[Opening Dataset excerpts section]

PR #622, opened 2022-03-03
Sort roles to display linked ones first

oriAdler:
For the commands `list user-roles` and `list ocm-roles` linked roles
will be displayed first.

The order between the unlinked roles stays the same.
The same applied to the linked roles.

Related: [SDA-5574](https://issues.redhat.com/browse/SDA-5574)

image


oriAdler:

pvasant:
@oriAdler  i would use sort.Slice . wdyt ?

oriAdler:
> @oriAdler i would use sort.Slice . wdyt ?

Changed to ``sort.SliceStable`` to keep equal elements in their original order.
Thanks.

PR #626, opened 2022-03-06
Refactor `list ocm-role` to use a map of linked roles

oriAdler:
Implementation is similar to the command `list user-roles`.
This change improves the time complexity of marking the linked roles.


oriAdler:
@zgalor @pvasant PTAL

[Closing Dataset excerpts section]

## What the task requires:
Would you set down all the lines above, exactly and in full?

## Response below:
PR #622, opened 2022-03-03
Sort roles to display linked ones first

oriAdler:
For the commands `list user-roles` and `list ocm-roles` linked roles
will be displayed first.

The order between the unlinked roles stays the same.
The same applied to the linked roles.

Related: [SDA-5574](https://issues.redhat.com/browse/SDA-5574)

image


oriAdler:

pvasant:
@oriAdler  i would use sort.Slice . wdyt ?

oriAdler:
> @oriAdler i would use sort.Slice . wdyt ?

Changed to ``sort.SliceStable`` to keep equal elements in their original order.
Thanks.

PR #626, opened 2022-03-06
Refactor `list ocm-role` to use a map of linked roles

oriAdler:
Implementation is similar to the command `list user-roles`.
This change improves the time complexity of marking the linked roles.


oriAdler:
@zgalor @pvasant PTAL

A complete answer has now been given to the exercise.